Most computer code starts life as a set of instructions written in a so-called “high level” language, like Python or Java, which is designed to be easy for humans to read, write and understand. These high level language instructions are then processed by a computer program—an interpreter or a compiler—into a low level-language, such as bytecode or machine code.

A lot of source code looks very English, and is written using the same limited set of letters, numbers, and punctuation I used to create this article. However, it can potentially include any of the roughly 150,000 characters included in the Unicode standard, a sort of grand-unified human alphabet. Unicode provides a unique number (called a code point) for almost all the characters we use to communicate—from Kanji and currency symbols to Roman numerals and emojis.

To a computer, every unicode character is just a different number, but humans are less discerning. Some unicode characters are invisible to humans, and many of them look very similar to one another.

Trojan Source attacks exploit the fact that humans and compilers may interpret the same source code in two different ways. By playing on those differences, it’s possible for attackers to create malicious source code that appears harmless to human eyes.

Trojan Source attacks come in two flavours:

Homoglyph attacks

Homoglyphs are sets of characters that look identical or very similar.
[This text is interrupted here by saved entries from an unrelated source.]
PR #541, opened 2025-01-30
Add more specific version requirements for Zarr in pyproject.toml

maxrjones:
Zarr Python 3 is needed, not >3

### DIFF
--- a/pyproject.toml
+++ b/pyproject.toml
@@ -24,7 +24,7 @@ dependencies = [
   "numcodecs",
   "numpy",
   "ujson",
-  "zarr>=3",
+  "zarr>=3.0.1",
 ]
 
 [project.optional-dependencies]
--- a/pyproject.toml
+++ b/pyproject.toml
@@ -24,7 +24,7 @@ dependencies = [
   "numcodecs",
   "numpy",
   "ujson",
-  "zarr>3",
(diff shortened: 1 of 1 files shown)


martindurant:
I'm not sure we wanted to allow ==3.0.0, I think we are depending on some fairly cutting edge things here

TomNicholas:
Isn't the problem here that >3 implies zarr 4?? IIUC should either be >=3 or >3.0.0

maxrjones:
> Isn't the problem here that >3 implies zarr 4?? IIUC should either be >=3 or >3.0.0

This is what I assumed too, but I think Martin could be right that 3.0.1 satisfies >3. I'm trying to find a primary source of guidance now.

TomNicholas:
> I think we are depending on some fairly cutting edge things here

Then just pin to the latest released version of zarr-python - the one you're presumably testing against? (Which is apparently only 3.0.1 anyway)

maxrjones:
I updated it to >=3.0.1 since it seems there was not typo, but being explicit about version requirements is helpful if kerchunk does rely on fixes between 3.0.0 and 3.0.1.

TomNicholas:
That also seems consistent with what every other package that depends on zarr-python v3 is doing.

PR #560, opened 2025-06-05
Issue 559: Update scan_grib to store levels with two surfaces

BjarkeMoholt:
Update scan_grib to include evaluation of two-surface levels when determining if a message has levels


martindurant:
I'm fine with this if it fits your use case. Can we include a docstring or comment in the new utility function to explain the why?

Also, if you have a *small* public example file, we could include it for a test.

PR #565, opened 2025-07-11
Ignore errors when decoding attributes in netCDF3.py

mannreis:
Faced some issues when using virtualizarr because of this

### DIFF
--- a/kerchunk/netCDF3.py
+++ b/kerchunk/netCDF3.py
@@ -216,7 +216,7 @@ class NetCDF3ToZarr(netcdf_file):
                 ]
             arr.attrs.update(
                 {
-                    k: v.decode() if isinstance(v, bytes) else str(v)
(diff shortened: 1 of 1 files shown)


martindurant:
If you have a link to an issue on vzarr, would appreciate including it here

martindurant:
Tests appear broken by recent zarr release, which requires type to go Object->str in HDF. Would you have time to find and fix this?

martindurant:
> I managed to reproduce the problem locally but by upgrading zarr to 3.0.10 the issue goes away

!!

So actually he only thing that's wrong here is the failing tests. I'll merge this and try to fix it, although this week is rammed.

mannreis:
In the meantime the `zarr-python/main` version is `3.1.0` so there's a change retriggering the tests will make them pass @martindurant.

I've opened https://github.com/fsspec/kerchunk/pull/567 as side follow up on this testing debugging. Feel free to close it if it's not really desired to tests against a "stable" zarr release

PR #589, opened 2026-09-15
Add maintenance-mode notice pointing to VirtualiZarr

TomNicholas:
After a conversation with @martindurant, I suggested we add this banner to clarify the development status of Kerchunk to all users.

Kerchunk is effectively no longer under active feature development, since (paraphrasing @martindurant) the core developer (i.e. Martin) is no longer able to devote significant time to the project.

As discussed via DM, this PR adds a note to the README and a dismissible banner across the docs site pointing new projects to VirtualiZarr and Icechunk as alternatives. The banner looks like this:

Screenshot 2026-09-15 at 3 24 59 PM


martindurant:
cc @FrancescAlted

TomNicholas:
FYI @martindurant if you simply merge this PR the docs should rebuild off it and the warning will be visible to users, there is no requirement to issue a release to make it visible. (And there are tests failing on main already so that's unrelated.)

TomNicholas:
Thank you @martindurant !

PR #239, opened 2026-06-20
agent-driven: Fix soundness in try_create_array, add safety comments

Manishearth:
Found while running a safety audit with Gemini Next

The main safety bug was that we were creating an uninitialized slice type so we could write to it.

The safety comments are also agent generated, but they seem fine. I can remove them if desired.

### DIFF
--- a/src/foreign/alloc/ffi/c_str.rs
+++ b/src/foreign/alloc/ffi/c_str.rs
@@ -7,7 +7,12 @@ impl<'a> Arbitrary<'a> for CString {
     fn arbitrary(u: &mut Unstructured<'a>) -> Result<Self> {
         <Vec<u8> as Arbitrary>::arbitrary(u).map(|mut x| {
             x.retain(|&c| c != 0);
-            // SAFETY: all zero bytes have been removed
+            // SAFETY:
+            // Contract from `CString::from_vec_unchecked`: the vector must not contain
+            // any interior nul (zero) bytes.
+            // Evidence: `x.retain(|&c| c != 0)` removes all bytes equal to `0` from the
+            // vector `x`. Consequently, `x` contains no nul bytes, which guarantees
+            // it has no interior nul bytes.
             unsafe { Self::from_vec_unchecked(x) }
         })
     }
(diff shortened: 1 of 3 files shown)


src/foreign/alloc/ffi/c_str.rs
```diff
@@ -7,7 +7,12 @@ impl<'a> Arbitrary<'a> for CString {
     fn arbitrary(u: &mut Unstructured<'a>) -> Result<Self> {
         <Vec<u8> as Arbitrary>::arbitrary(u).map(|mut x| {
             x.retain(|&c| c != 0);
-            // SAFETY: all zero bytes have been removed
+            // SAFETY:
+            // Contract from `CString::from_vec_unchecked`: the vector must not contain
```
nagisa, line 11: That's a neat way to write down safety comments in a more structured way. I will, um, yoink this.

If only there was a way to reference the contracts without repeating them a bunch from what's already in the doc for the method... 🤔

nagisa (approved):

src/foreign/alloc/ffi/c_str.rs
Manishearth: Yeah that's been my rule about good safety comments for a while: list the things you need to prove, then prove them.

Review becomes double checking you got all the invariants (easy if occasionally tedious) and then checking the local proof (usually easy, sometimes not)

src/foreign/alloc/ffi/c_str.rs
```diff
@@ -7,7 +7,12 @@ impl<'a> Arbitrary<'a> for CString {
...
+            // any interior nul (zero) bytes.
```
yancyribbens, line 12: Isn't the canonical name for the zero byte a `null` byte (not `nul` or `nil` for that matter) as per K&R =)

Manishearth: nul is what it is called in the context of strings

yancyribbens: thanks.  I had done a similar PR and debated to use `null` or `nul` when talking about an array of ascii bytes.  Sounds like I should have used `nul` in the comment.

PR #884, opened 2026-04-12
Hri - new retrained oww model

biweep863:
- edge impulse model


GilMM27 (changes requested):
too many false positives :(

GilMM27 (changes requested):
remove model.eim models pls

GilMM27 (approved):
PRIME

PR #894, opened 2026-04-13
added node for inferencing edge impulse

GilMM27:
this is for the knock / doorbell model. Model needs some tuning still


biweep863 (approved):
lgtm

PR #910, opened 2026-04-15
Urdf collision update

AleGonzcamilla:
Change the collision of the URDF into a simplified mesh that included the new size of  the speaker and screen.


GilMM27 (approved):
approving to unblock

PR #912, opened 2026-04-17
hric tmr 2026

GilMM27:
* Skip bag stuff in hric
* split display from hri so it's easier to run in different orins so that we take advantage of roudi


Oscar-gg (approved):
LGTM

PR #922, opened 2026-04-23
Sim: load house mesh with CoACD collisions + macro-based object pool

JLDominguezM:
## Summary

- Re-enable `house.xacro` in the MuJoCo sim launch so the TMR2025 scene (walls, furniture, tables) is visible again.
- Pre-decompose `house.STL` with CoACD (62 convex pieces, threshold=0.05) so MuJoCo collision geometry matches what is visually there: doorways and gaps are passable, walls and furniture still block.  `xacro2mjcf`'s existing `add_composite_collisions` auto-wires the pieces; `house.xacro` itself stays unchanged.
- Replace the static `table_and_object.xacro` fixture (hardcoded table + cube) with `object_pool.xacro`: a macro-based pool of freejoint objects parked behind the robot.  Adding an object is one line; moving it at runtime is `Ctrl+Shift+click-drag` in the MuJoCo viewer.

## Test plan
- [x] `colcon build --symlink-install --packages-select frida_description mujoco_spawn`
- [x] Relaunch `mujoco_sim_init.launch.py`; confirm the house renders and the three parked cubes (red / green / blue) are visible behind the robot.
- [x] Drag a cube through a doorway in the MuJoCo viewer — should pass through the opening instead of being stopped by an invisible wall.
- [x] Drop a cube on top of a table — should rest, not tunnel.
- [x] Verify realtime factor is still >= 0.9 (62 extra convex colliders is the main perf concern).


biweep863 (approved):
good

PR #923, opened 2026-04-23
Sim: stop launching vision nodes from the manipulation container

JLDominguezM:
## Summary
- \`mujoco_sim_init.launch.py\` was starting \`object_detector_2d\`'s zero-shot detector and an inline \`/vision/detections\` relay, but \`object_detector_2d\` only exists in the vision container.  On a fresh manipulation container the launch dies with \`package 'object_detector_2d' not found\`.
- This PR removes both entries from the sim launch so it matches the real-robot workflow: the manipulation container brings up the arm, MoveIt, physics and the self-filtered pointcloud only; vision is launched separately in the vision container (unchanged).

## Test plan
- [x] Fresh manipulation container (without vision_general or object_detector_2d built) launches cleanly: \`ros2 launch mujoco_spawn mujoco_sim_init.launch.py\` — no "package not found".
- [x] MuJoCo physics + MoveIt + RViz + self-filtered cloud come up as before.
- [x] Start vision separately in the vision container: \`ros2 launch object_detector_2d zero_shot_object_detector_node.launch.py use_sim_time:=true\` — /vision/zero_shot_detections publishes and pick_and_place in terminal 2 still works once a \`zero_shot -> /vision/detections\` relay is running somewhere (follow-up: document in a README or add a small vision-side launch arg).

### DIFF
--- a/manipulation/packages/mujoco_spawn/launch/mujoco_sim_init.launch.py
+++ b/manipulation/packages/mujoco_spawn/launch/mujoco_sim_init.launch.py
@@ -11,7 +11,6 @@ from launch_ros.actions import Node
 from launch_ros.substitutions import FindPackageShare
 from launch.event_handlers import OnProcessStart
 from launch.actions import (
-    ExecuteProcess,
     IncludeLaunchDescription,
     OpaqueFunction,
     RegisterEventHandler,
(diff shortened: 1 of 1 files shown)


GerardoFJ (approved):
LGTM 🚀

PR #926, opened 2026-04-24
feat: tune hotwords

CamilaTite26:


task_manager/scripts/hric_task_manager.py
```diff
@@ -63,6 +67,30 @@ def __init__(self):
         self.running_task = True
         self.message = ""
 
+        self.drink_options = ["water", "coke", "coffee", "tea"]
+        try:
+            objects_path = os.path.join(
```
biweep863: use frida constants

task_manager/scripts/hric_task_manager.py
```diff
@@ -63,6 +67,30 @@ def __init__(self):
...
+                get_package_share_directory("frida_constants"), "data", "objects.json"
+            )
+            with open(objects_path, "r") as f:
+                data = json.load(f)
+                if "drink" in data.get("categories", {}):
+                    self.drink_options = data["categories"]["drink"]
+        except Exception:
+            pass
+
+        self.name_options = [
```
biweep863: i think it will be accurate to use the data from frida_contants

task_manager/task_manager/subtask_managers/hri_tasks.py
```diff
@@ -658,6 +656,19 @@ def ask_and_confirm(
             Status: the status of the execution
             str: answer to the question
         """
+        # Auto-configure STT context using options
+        if options is not None:
```
biweep863, line 659: why options is used inthis case?

GilMM27:
I think you should merge main and improve the current (merged) implementation for this. Also remember to test how well does it work!

PR #941, opened 2026-05-11
Deprecate and fix categorization

GilMM27:
* Deprecated dynamic categorization via LLM
* `categorize_objects` refactored to:
1. Analyzes Current Shelves: It first scans all shelves to see what they already contain and
     maps existing objects to their semantic categories (e.g., "Shelf 1 has 'apple', so it's
     for 'fruit'").
2.  Groups Table Objects: It takes the list of objects from the table and groups them by
     their specific categories.
3. Prioritizes Existing Categories: If a table object belongs to a category already present
     on a shelf, it is automatically assigned to that same shelf.
4. Distributes New Categories:
      4.1. To Empty Shelves: If a category is new, it looks for empty shelves and distributes
         them using a "round-robin" approach to keep things organized.
       4.2. To Occupied Shelves (Overflow): If no empty shelves are left, it distributes the
         remaining new categories across all available shelves.
5. Avoids Generic Labels: Instead of using "miscellaneous," it returns the actual specific
     category names.
6. Multi-Category Support: It allows a single shelf to hold multiple categories (e.g.,
     "fruit food"), providing the robot with a precise list of what is stored where.
* try catch block for extract data requests, before the node just crashed


Oscar-gg:
Depricated -> Deprecated

hri/packages/nlp/test/categorize_objects.json
```diff
@@ -35,7 +35,7 @@
         "answer": {
             "0": {"category": "drink", "objects_to_add": ["milk", "fanta"]},
             "1": {"category": "dish", "objects_to_add": ["fork"]},
-            "2": {"category": "miscellaneous", "objects_to_add": ["tangerine", "ketchup"]}
+            "2": {"category": ["food", "fruit"], "objects_to_add": ["tangerine", "ketchup"]}
```
Oscar-gg, line 38: Maybe we could always have an array (even for shelves with one category)?

Oscar-gg (approved):
Nice, LGTM 🚀

PR #971, opened 2026-05-14
docs for AI agents

GilMM27:
added ./scripts dir and moved other sh from root to there. Updated docs accordingly
created `setup_agent.sh` which prompts the user to setup an agent from a choice of options or custom
cleaned up depricated docs


biweep863 (commented):
could you do this for multiple agents? nt just gemini

setup_cyclonedds.sh
```diff
@@ -1,212 +0,0 @@
-#!/bin/bash
-# Setup or revert CycloneDDS for ROS 2
```
Oscar-gg, line 2: Is this related to "docs for AI agents"?

status.sh
Oscar-gg: Why have this script and `setup_cyclonedds.sh` as wrappers instead of just leaving them at `scripts`?

docs/ai/architecture.md
```diff
@@ -0,0 +1,33 @@
+# FRIDA Architecture
```
Oscar-gg, line 1: I think the info here is heavily duplicated with the [docs](https://athome.roborregos.com/).

We should have a way of syncing this info from the docs (and ensuring the docs are up-to-date) or the other way around (have a way for the docs to auto update from this).

docs/ai/tech_stack.md
```diff
@@ -0,0 +1,23 @@
+# Tech Stack
```
Oscar-gg, line 1: Ditto

docs/ai/coding_standards.md
```diff
@@ -0,0 +1,51 @@
+# Coding Standards & Conventions
```
Oscar-gg, line 1: Maybe the sync wouldn't apply for very code-specific docs like this one.

scripts/setup_agent.sh
```diff
@@ -0,0 +1,67 @@
+#!/bin/bash
```
Oscar-gg, line 1: Unsure if this is the way this is usually done. I recall seeing [this](https://github.com/facebookincubator/meta-wearables-webapp/blob/main/install-skills.sh) for the meta glasses' sdk. Leaving it here in case you want to check it out.

Oscar-gg (commented):
General comments

status.sh
GilMM27: yep mb

setup_cyclonedds.sh
GilMM27: no, but decided it would be a quick fix

docs/ai/architecture.md
GilMM27: I think docs and ai are meant for different purposes, one for humans and the other for agents. Agents will add this context to the session in exchange for tokens so we have to find the right balance of useful info without bloating. This is why I think we should keep them separate.

scripts/setup_agent.sh
GilMM27: It's kinda the same right? except they have agent specific content. Is this what you rather have?

Oscar-gg (approved):
LGTM

PR #972, opened 2026-05-15
fix(manip): restore real-robot pick after Mujoco PR regression

GerardoFJ:
## Summary
The Mujoco PR (#739) forced `FRIDA_Real.urdf.xacro` + `mujoco_plugin=true` for the real robot in `moveit_configs_builder_sim.py`. That URDF unconditionally adds a `world` link sitting 0.3 m above `base_link` via `world_to_base`, switching MoveIt's planning frame from `base_link` to `world`. On the real robot:

- The plane collision object (added in `base_link`) got stored by MoveIt in `world` with the 0.3 m offset baked in. `pick_server.check_feasibility` compared grasp poses (still in `base_link`) against the offset plane z and rejected every valid grasp as 'below acceptable height'.
- The launch default for `pick_min_height` jumped from `PICK_MIN_HEIGHT` (0.04) to 0.1, tightening the already-broken check.

This restores the Apr 16 working state for the real robot:

- `moveit_configs_builder_sim.py`: revert URDF/SRDF selection and drop the forced `mujoco_plugin=true`. Real robot is back on `FRIDA.urdf.xacro` and the conditional `.sim` SRDF, which keeps `planning_frame = base_link`. **Note:** this reverts MuJoCo sim support; sim needs a dedicated config path before it can be re-enabled.
- `pick_and_place.launch.py`: `pick_min_height` default back to 0.04.
- `pick_server.check_feasibility`: transform the candidate pose into the plane's frame via tf2 before comparing z. No-op when frames match (current real-robot case), but defensive against a future split between planning frame and GPD target_frame.

## Test plan
- [x] Apple pick on real xArm6 plans and executes after this change
- [ ] Verify no regression on cutlery picks (flat objects)
- [ ] Restore MuJoCo sim path in a follow-up PR with a sim-only builder

### DIFF
--- a/manipulation/packages/arm_pkg/arm_pkg/moveit_configs_builder_sim.py
+++ b/manipulation/packages/arm_pkg/arm_pkg/moveit_configs_builder_sim.py
@@ -285,7 +285,6 @@ class MoveItConfigsBuilder(ParameterBuilder):
             'report_type': report_type,
             'baud_checkset': baud_checkset,
             'default_gripper_baud': default_gripper_baud,
-            'mujoco_plugin': "true",
             'dof': dof,
             'robot_type': robot_type,
             'prefix': prefix,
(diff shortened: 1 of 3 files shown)


GerardoFJ:
Closing: PR creator must be JLDominguezM. Reopening from the same branch.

They are already widely used by scammers to create lookalike web addresses and app names, such asFаⅽeЬoοk.com and

WhatѕAрp
. (I’ve used examples that deliberately look odd, so you can see what I mean, but attackers aren’t so charitable.)

The Trojan Source paper shows that the same trick can be used to mislead humans when they read source code, by using lookalike class names, function names, and variables. The researchers use the example of a malicious edit to an existing codebase that already contains a function called hashPassword, which might be called during a login process. It imagines an attacker inserting a similar-looking function called

hаshPasssword
(the a has been replaced), which calls the original function but also leaks the user’s password.

Would a busy code reviewer spot the imposter? I suspect not. The authors suspect not too, and say they were able “…to successfully implement homoglyph attack proofs-of-concept in every language discussed in this paper; that is, C, C++, C#, JavaScript, Java, Rust, Go, and Python”.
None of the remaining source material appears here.